Medical Residents and Interprofessional Interactions in Discharge: An Ethnographic Exploration of Factors That Affect Negotiation.
J Gen Intern Med. 2015 Apr 14;
Authors: Goldman J, Reeves S, Wu R, Silver I, MacMillan K, Kitto S
BACKGROUND: Interprofessional collaboration is an important aspect of patient discharge from a general internal medicine (GIM) unit. However, there has been minimal empirical or theoretical research that has examined interactions that occur between medical residents and other healthcare professionals in the discharge process. This study provides insight into the social processes that shape and characterize such interactions.
OBJECTIVE: To explore factors that shape interactions between medical residents and other healthcare professionals in relation to patient discharge, and to examine the opportunities for negotiations about discharge between these professional groups.
DESIGN: A qualitative ethnographic approach using observations, interviews and documentary analysis.
PARTICIPANTS AND SETTING: Healthcare professionals working in a GIM unit in Canada.
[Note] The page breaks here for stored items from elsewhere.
PR #1688, opened 2017-03-26
[Refactoring] make_{csv,excel}_content move to models from handlers

akiray03:
I want to be able to use like: `python manage.py queries export <query_id>`
I think that QueryResultResource should not have data structure conversion processing.

### DIFF
--- a/redash/handlers/query_results.py
+++ b/redash/handlers/query_results.py
@@ -1,13 +1,10 @@
-import csv
 import json
-import cStringIO
 import time
 
 import pystache
 from flask import make_response, request
 from flask_login import current_user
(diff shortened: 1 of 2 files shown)


arikfr:
Moving this logic out of the controllers makes sense. I might move it around later a bit more (to serializers).

About the intended usage -- why use the CLI instead of calling the API? The API for getting query results is simple enough to be almost as comfortable as a CLI, while preserving all the logic of keeping record of query usage, permissions, etc.

akiray03:
Oops. Thanks to your remarks, I thought it would be better to realize with a combination of API.

PR #6006, opened 2023-04-26
add i18n support

gaecoli:
## What type of PR is this? 

- [ ] Refactor
- [ x] Feature
- [ ] Bug Fix
- [ ] New Alert Destination
- [ ] Other

## How is this tested?

- [ ] E2E Tests (Cypress)
- [ ] Manually
- [ ] N/A


gaecoli:
I add i18n module but i need help to translate English, Chinese and French so on. So i need help language json file.

gaecoli:
If someone support language file, the language pack switching function on the interface should be added later, and the js-cookie package should be used to record the language pack used last time.

lucasfcnunes:
I can translate to Portuguese :)
Is it gonna be possible to integrate to services like https://hosted.weblate.org/projects/nekox/#languages?

gaecoli:
> I can translate to Portuguese :) Is it gonna be possible to integrate to services like https://hosted.weblate.org/projects/nekox/#languages?

Yes

gabrieldutra (commented):
LGTM, thanks for adding it! Only thing I'd probably do is to keep it disabled until we have more internationalized strings not to have random translated words in the UI

gaecoli:
> Btw @gaecoli how are you doing the string extraction? Is it manually in this PR for now and still needs to be configured?

There is no good idea for this, for me it can only be added manually.

client/app/index.js
```diff
@@ -5,6 +5,7 @@ import "@/config";
 
 import ApplicationArea from "@/components/ApplicationArea";
 import offlineListener from "@/services/offline-listener";
+import "./i18n/index";
```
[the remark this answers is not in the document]
gaecoli: ok, i will change it.

gabrieldutra:
> There is no good idea for this, for me it can only be added manually.

Sure, adding something like https://www.i18next.com/how-to/extracting-translations#2-using-an-extraction-tool to either automate the English strings extraction, or to have `yarn i18n:extract` and `yarn i18n:check` scripts (the later to be executed on CI)

I haven't used `react-i18next` myself, so I don't really know if that's required

gaecoli:
@gabrieldutra Hello, I would like to ask, what should I do after I modify the source code, so that I can achieve the same code style as the original? Which front-end commands should I run?

package.json
```diff
@@ -58,6 +58,8 @@
     "font-awesome": "^4.7.0",
     "history": "^4.10.1",
     "hoist-non-react-statics": "^3.3.0",
+    "i18next": "^22.4.15",
+    "i18next-browser-languagedetector": "^7.0.1",
```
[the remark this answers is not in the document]
gaecoli: > From CI failure it seems it's missing the `yarn.lock` changes, so you may need to re-run `yarn` and push it :)

I pushed yarn.lock file.

client/app/i18n/index.js
```diff
@@ -0,0 +1,22 @@
+import i18n from "i18next";
+import LanguageDetector from "i18next-browser-languagedetector";
+import { initReactI18next } from "react-i18next";
+import en from "./locales/en.json";
+import zh from "./locales/zh.json";
```
justinclift, line 5: Out of curiosity, with this `zh` I've often seen it split into two.  One for "Simplified Chinese", and one for "Traditional Chinese".

Should we have this named as one of them, to leave room for the other one at some future point?

gaecoli: > Out of curiosity, with this `zh` I've often seen it split into two. One for "Simplified Chinese", and one for "Traditional Chinese".
> 
> Should we have this named as one of them, to leave room for the other one at some future point?

OK. You are right.

gabrieldutra: One note is that importing languages like this will add all of them into the bundle, which may not be nice 😅.

It's possibly better to do an async import for those cases. https://www.i18next.com/how-to/add-or-load-translations had a bit of content on this.

---

Separate thing I was thinking about these days: Should we plan ahead how we will do the translations end-to-end, before committing anything? I don't know much about `react-i18next`, I've used mostly [react-intl](https://www.npmjs.com/package/react-intl), the main difference I saw so far is that the later also has a `description` for each unformatted string. Considering Redash as an open-source / community effort and how LLMs are today, it may be a good thing to plan a flow which includes automatic generation of the translation files on every release. Then would count on the community only for reviewing/fixing eventual mistakes.

gaecoli: > One note is that importing languages like this will add all of them into the bundle, which may not be nice 😅.
> 
> It's possibly better to do an async import for those cases. https://www.i18next.com/how-to/add-or-load-translations had a bit of content on this.
> 
> Separate thing I was thinking about these days: Should we plan ahead how we will do the translations end-to-end, before committing anything? I don't know much about `react-i18next`, I've used mostly [react-intl](https://www.npmjs.com/package/react-intl), the main difference I saw so far is that the later also has a `description` for each unformatted string. Considering Redash as an open-source / community effort and how LLMs are today, it may be a good thing to plan a flow which includes automatic generation of the translation files on every release. Then would count on the community only for reviewing/fixing eventual mistakes, in this case the `description` would be useful for providing context and/or fixing the prompt.

Cool. It's a good idea.

gaecoli: > One note is that importing languages like this will add all of them into the bundle, which may not be nice 😅.
> 
> It's possibly better to do an async import for those cases. https://www.i18next.com/how-to/add-or-load-translations had a bit of content on this.
> 
> Separate thing I was thinking about these days: Should we plan ahead how we will do the translations end-to-end, before committing anything? I don't know much about `react-i18next`, I've used mostly [react-intl](https://www.npmjs.com/package/react-intl), the main difference I saw so far is that the later also has a `description` for each unformatted string. Considering Redash as an open-source / community effort and how LLMs are today, it may be a good thing to plan a flow which includes automatic generation of the translation files on every release. Then would count on the community only for reviewing/fixing eventual mistakes, in this case the `description` would be useful for providing context and/or fixing the prompt.

I haven't figured out which platform to host these mapping tables for the time being.

justinclift: As a data point - for a project many years ago - we had the project hosted on Launchpad, so it could make use of the translation infrastructure there.

One *really* cool benefit of that platform at the time was that if anyone, anywhere had translated the same string for any project on Launchpad (with compatible license) then the string was made available as a potential option.

It saved a *lot* of time for people, and made it easy to get pretty far with new language translations.

That being said, the company behind Launchpad (Canonical) have done some shady stuff in the past so I'm not really a fan of theirs... :wink:

justinclift: The possible use of LLM's for generating "first attempt" translations sounds like a useful idea too.

gaecoli: > The possible use of LLM's for generating "first attempt" translations sounds like a useful idea too.

Cool!

myonlylonely:
I could help translating to Chinese. How could I contribute?

guidopetri:
@gaecoli hey, any interest in continuing this PR? I think we need to split `zh.json` into the simplified/traditional Chinese format, as well as disabling i18n by default for now until we have more translations in (which we should open a separate issue for, I think).

We also need to merge `master` in + resolve conflicts in the yarn lock file.

PR #6022, opened 2023-05-03
fix load picture of user  profile  error

bonashen:
fix load picture of user  profile  error


Avey777:

guidopetri:
@bonashen thanks for your contribution. Could you explain what error you've observed with loading the user profile picture, preferably with a step-by-step of how to reproduce + what you expected instead? I've personally never seen any problems.

PR #6037, opened 2023-05-13
Pin boto3 dependencies in dev requirements as well

wlach:
This fixes the `backend-unit-tests` job in CI, where a too-recent version of boto3 was getting installed.


wlach:
The frontend unit tests are still failing, that's addressed in #6038

PR #6038, opened 2023-05-13
Update Debian version for Node image

wlach:
`14.17` used stretch, which was ancient and seems to no longer support
updates. Let's try updating to bullseye, which should be around for
a while.


wlach:
The unit tests failed, but got further than they did before (they ran). Suspect it's just a flaky test.

arikfr:
Thanks! Both for this and #6037. We do plan to move from CircleCI but if we can get it working in the meantime it's net improvement :)

wlach:
> Thanks! Both for this and #6037. We do plan to move from CircleCI but if we can get it working in the meantime it's net improvement :)

Yeah, I noticed later that this fork has already gotten things running with GitHub actions: https://github.com/RedashCommunity/redash/

It seems that the tests are still failed after merging this for what seem like intermittent issues (sigh), if you have a sec and could re-run them that would be cool. 😄

PR #6112, opened 2023-06-23
fix pivot table style error

gaecoli:
## What type of PR is this? 

- [ ] Refactor
- [ ] Feature
- [x] Bug Fix
- [ ] New Alert Destination
- [ ] Other

## How is this tested?

- [x] E2E Tests (Cypress)
- [ ] Manually
- [ ] N/A

### DIFF
--- a/client/cypress/integration/visualizations/pivot_spec.js
+++ b/client/cypress/integration/visualizations/pivot_spec.js
@@ -100,10 +100,11 @@ describe("Pivot", () => {
         .type(" UNION ALL {enter}SELECT 'c' AS stage1, 'c5' AS stage2, 55 AS value");
 
       cy.getByTestId("SaveButton").click();
-      cy.getByTestId("ExecuteButton").click();
+      cy.getByTestId("ExecuteButton").click({ timeout: 10000 });
 
       // assert number of rows is 12
       cy.getByTestId("PivotTableVisualization").contains(".pvtGrandTotal", "12");
+      
     });
   });
 


gaecoli:
> ## What type of PR is this?
> * [ ]  Refactor
> * [ ]  Feature
> * [x]  Bug Fix
> * [ ]  New Query Runner (Data Source)
> * [ ]  New Alert Destination
> * [ ]  Other
> 
> ## Description
> ## How is this tested?
> * [ ]  Unit tests (pytest, jest)
> * [x]  E2E Tests (Cypress)
> * [ ]  Manually
> * [ ]  N/A
> 
> ## Related Tickets & Documents
> ## Mobile & Desktop Screenshots/Recordings (if there are UI changes)

Fix CI/CD error with pivot table style.

gaecoli:
@justinclift I think it not work for me.

justinclift:
It looks to be something wrong with that `restyled` check, which we'll need @arikfr to fix.  I've left a message in our Discord about it, so hopefully he gets that done in the next day or so. :smile:

client/cypress/integration/visualizations/pivot_spec.js
```diff
@@ -103,6 +103,7 @@ describe("Pivot", () => {
       cy.getByTestId("ExecuteButton").click();
 
       // assert number of rows is 12
+      cy.wait(250);
       cy.getByTestId("PivotTableVisualization").contains(".pvtGrandTotal", "12");
```
gabrieldutra, line 107: Fine to leave it to fix if the test is broken, but usually it's not a good practice to do arbitrary `cy.wait`, because it adds up time to the tests and there's no guarantee that the element will be ready after that. Instead, the idea is to assert for something else that we know would be a "ready signal" in the UI itself (e.g.: notification, some message that change)

Do you happen to have a link, screenshot or video to the failure it had?

gabrieldutra (approved):
@justinclift restyled is not required, so it's probably fine to merge it without that. If needed later, it's possible

client/cypress/integration/visualizations/pivot_spec.js
gabrieldutra: Btw, it's possible you'll have to ignore the ESLint rule for the line if you want to keep the `cy.wait`

gabrieldutra:
Found it in https://cloud.cypress.io/projects/924cka/runs/947931f3-a95f-40af-a0c7-6a4108130dd5/test-results/8e15f6d2-9b08-4ae4-8c6b-6161f9a197a7

it seems the problem is that we're not re-executing the query?

client/cypress/integration/visualizations/pivot_spec.js
justinclift: That `cy.wait()` call was just my suggestion in Discourse, as I've seen it help (in another project) with specific tests if they commonly fail at a certain point.

So, this was just @gaecoli trying it out to see if it helps. :smile:

justinclift: > @justinclift restyled is not required ...

Oh cool, thanks. :smile:

justinclift:
> it seems the problem is that we're not re-executing the query?

When you say "re-executing the query", are you meaning "not pressing the execute button in the UI"?

It's kind of confusing.  That link to the test in the Cypress cloud is super useful though, and seems like it should help.  Watching the recorded video of the test run:

https://cloud.cypress.io/projects/924cka/runs/947931f3-a95f-40af-a0c7-6a4108130dd5/test-results/8e15f6d2-9b08-4ae4-8c6b-6161f9a197a7/video

At about the 13 second mark in the video, it seems to click the Execute button.  On the left hand side of the video, we see what seems (to me) like it's showing the call to the backend for the execute button just after line "16" -> `POST 200 /api/queries/90...`.  Then what I'm guessing is the `GET` call to fetch the results.

None of that sounds wrong to me though?

gaecoli:
image

@justinclift @gabrieldutra I think it's ok!

justinclift:
I'll defer to @gabrieldutra on this one.  I'm happy for us to merge this if he gives this the ok. :smile:

justinclift:
Hmmm, out of curiosity, I'm going to manually trigger the tests to re-run on this.

Am wanting to see if Cypress randomly passes vs fails this PR, or if it's consistently passing now. :smile:

gaecoli:
> Hmmm, out of curiosity, I'm going to manually trigger the tests to re-run on this.
> 
> Am wanting to see if Cypress randomly passes vs fails this PR, or if it's consistently passing now. 😄

Ok!

gaecoli:
> I'll defer to @gabrieldutra on this one. I'm happy for us to merge this if he gives this the ok. 😄

Agree with u!

client/cypress/integration/visualizations/pivot_spec.js
gaecoli: This is a timeout test. The default time of cypress cannot achieve the purpose, so we specify the timeout at the end when we click, so that the test can pass. I have checked the official documentation of cypress, and there is indeed such a situation.

justinclift:
k, it passed the first re-run of the test, lets do it 2 more times and see... :smile:

gaecoli:
> k, it passed the first re-run of the test, lets do it 2 more times and see... 😄

It's ok, i will re-run another time, lets see result.

gaecoli:
> k, it passed the first re-run of the test, lets do it 2 more times and see... 😄

You triggered test it's ok!

gaecoli:
> > k, it passed the first re-run of the test, lets do it 2 more times and see... 😄
> 
> You triggered test it's ok!

@justinclift  Maybe it's work fine!

justinclift:
Yeah, it passed three times in a row.  I'm thinking that really does fix the problem after all. Cool. :smile:

gaecoli:
> Yeah, it passed three times in a row. I'm thinking that really does fix the problem after all. Cool. 😄

Maybe we can merge it.

justinclift:
Yep, merged.  Hopefully that doesn't turn out to be a wrong move. :wink:

gabrieldutra:
I think the timeout may not solve the issue btw, I remember there was an issue with Antd not adding disabled property correctly in buttons, so Cypress still tries to click on them while disabled 😕.

If the test remains flaky, ping me and I'll try to fix it

justinclift:
Thanks @gabrieldutra, we will. :smile:

gaecoli:
> 

In cypress, `should` may fix this.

APPROACH: Sixty-five hours of observations were undertaken in a range of settings (e.g. interprofessional rounds, medical and nursing rounds, nursing station) in the unit over a 17-month period. A maximum variation sampling approach was used to identify healthcare professionals working in the unit. Twenty-three interviews were completed, recorded and transcribed verbatim. A directed content approach using theories of medical dominance and negotiated order was used to analyze the data.
KEY RESULTS: The organization of clinical work in combination with clinical teaching influenced interprofessional interactions and the quality of discharge in this GIM unit. While organizational activities (orientation and rounds) and individual activities (e.g. role modeling, teaching) supported negotiations between medical residents and other healthcare professionals around discharge, participants had varied perspectives about their effectiveness.
CONCLUSIONS: This study illuminates social factors and processes that require attention in order to address challenges with interprofessional collaboration and discharge in GIM. These findings have implications for medical education, workplace learning, patient safety and quality improvement.